PR #8782, opened 2024-06-12
Fix lost `Waker` instances with async stdio streams

### LINKED ISSUE #8781: `AsyncStdoutStream` causes hangs after first write
### Test Case

A full reproduction, including the test case, can be found here: https://github.com/Licenser/wasi-io-hang

### Steps to Reproduce

* Create WASI environment
* Create an AsyncStdoutStream and use it as stdout
* load a wasi program that writes more than once to stdout
* in the wasi program, write to stdout
* read once and observe a correct result
* in the wasi program, the write call never returns
* the whole program hangs
* 
### Expected Results

I would expect to be able to write multiple times from withtin the wasi program when using an `AsyncStdoutStream` as stdout.

### Actual Results

The first write to stdout never finishes, and the wasi program hangs.

### Versions and Environment

Wasmtime version or commit: 21.0.1

Operating system: OSX

Architecture: ARMv8 (M3)

### Extra Info

I have looked for other examples of using `AsyncStdoutStream`, the main repository doesn't seem to have any more is it used in tests, I might be doing something wrong but this could be a genuine bug.

alexcrichton:
This commit fixes a bug in the `Subscribe` trait implementation for `AsyncStd{in,out}Stream` structures in the `wasmtime-wasi` crate. Previously these implementations would create a future for the duration of a single `poll` but then the future was dropped which could lead to lost wakeups as the waker is gone after the future is dropped. The fix was to use a `tokio::sync::Mutex` here instead of a `std::sync::Mutex` and leave some comments about why contention isn't expected.

Closes #8781

### DIFF
--- a/crates/wasi/src/stdio.rs
+++ b/crates/wasi/src/stdio.rs
@@ -561,8 +561,8 @@ mod test {
 
     #[tokio::test]
     async fn async_stdout_stream_unblocks() {
-        let (mut read, write) = tokio::io::duplex(1024);
-        let stdout = AsyncStdoutStream::new(AsyncWriteStream::new(1024, write));
+        let (mut read, write) = tokio::io::duplex(32);
+        let stdout = AsyncStdoutStream::new(AsyncWriteStream::new(32, write));
 
         let task = tokio::task::spawn(async move {
             let mut stream = stdout.stream();
--- a/crates/wasi/src/stdio.rs
+++ b/crates/wasi/src/stdio.rs
@@ -8,11 +8,9 @@ use crate::{
     HostInputStream, HostOutputStream, StreamError, StreamResult, Subscribe, WasiImpl, WasiView,
 };
 use bytes::Bytes;
-use std::future::Future;
 use std::io::IsTerminal;
-use std::pin::Pin;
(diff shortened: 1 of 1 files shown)


crates/wasi/src/stdio.rs
```diff
@@ -530,4 +558,39 @@ mod test {
...
+
+        let task = tokio::task::spawn(async move {
+            let mut stream = stdout.stream();
+            blocking_write_and_flush(&mut *stream, "x".into())
+                .await
+                .unwrap();
+        });
+
+        let mut buf = [0; 100];
+        let n = read.read(&mut buf).await.unwrap();
```
pchickey, line 575: I'd be more comfortable with this test if the amount read was in excess of the buffer sizes in the io::duplex and the AsyncWriteStream. You could just lower those to 32 each.

pchickey (approved):
Great catch. Thank you!

coolreader18:
Why not just use `tokio::sync::Mutex::blocking_lock()`?

alexcrichton:
Semantically these are all non-blocking functions, not blocking ones, so blocking on contention isn't appropriate for them.

PR #8789, opened 2024-06-12
Initial migration to `wasmtime_test`

saulecabrera:
This commit introduces the initial migration to the `wasmtime_test` macro.

This change starts by migrating all the applicable `func.rs` integration tests and at the same time it removes all the duplicated integration tests in `winch.rs`.

Additionally, this change introduces a slight change to how the macro works. Inspired by https://github.com/bytecodealliance/wasmtime/pull/8622#pullrequestreview-2083046911 it defaults to including all the known configuration combinations and allows the macro user to opt-out where applicable. This makes the usage of the macro less verbose.

The intention is to follow-up with subsequent PRs to migrate the all the applicable tests.


tests/all/func.rs
```diff
@@ -2139,12 +2152,11 @@ fn call_func_with_funcref_both_typed_and_untyped() -> Result<()> {
     Ok(())
 }
 
-#[test]
+#[wasmtime_test(strategies(not(Winch)))]
```
alexcrichton, line 2155: Thought on this, the reason that this test isn't supported on Winch is because it requires wasm gc, right? If that's the case it might be reasonable to have something like `features(gc)` for this macro. The macro would have built-in knowledge that Winch doesn't support `gc` but it would also additionally pre-configure the input `Config` to have `wasm_gc(true)` for example.

That might make things easier to un-ignore for winch in the future as it would only involve changing one location for "ok now winch supports gc" as opposed to hunting down the various exceptions

tests/all/func.rs
```diff
@@ -1890,11 +1903,12 @@ fn call_wasm_getting_subtype_func_return() -> anyhow::Result<()> {
...
```
alexcrichton, line 1906: Similar to below adding `features(simd)` here might make sense to auto-exclude Winch

saulecabrera:
Thanks for the review @alexcrichton. Your suggestions make sense to me, I've pushed an update in https://github.com/bytecodealliance/wasmtime/pull/8789/commits/9638a94bda3cc6dfa23101b393ded52f4fd0bbdd. Let me know what you think. I also removed some redundant `config.wasm_<feature>` for features that are now enabled by default (e.g. `reference_types`).

alexcrichton (approved):
Looks great, and thanks!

→ EXERCISE GOAL
Every line in the data that holds the string "just" should be returned.

→ RESULT
pchickey, line 575: I'd be more comfortable with this test if the amount read was in excess of the buffer sizes in the io::duplex and the AsyncWriteStream. You could just lower those to 32 each.
Why not just use `tokio::sync::Mutex::blocking_lock()`?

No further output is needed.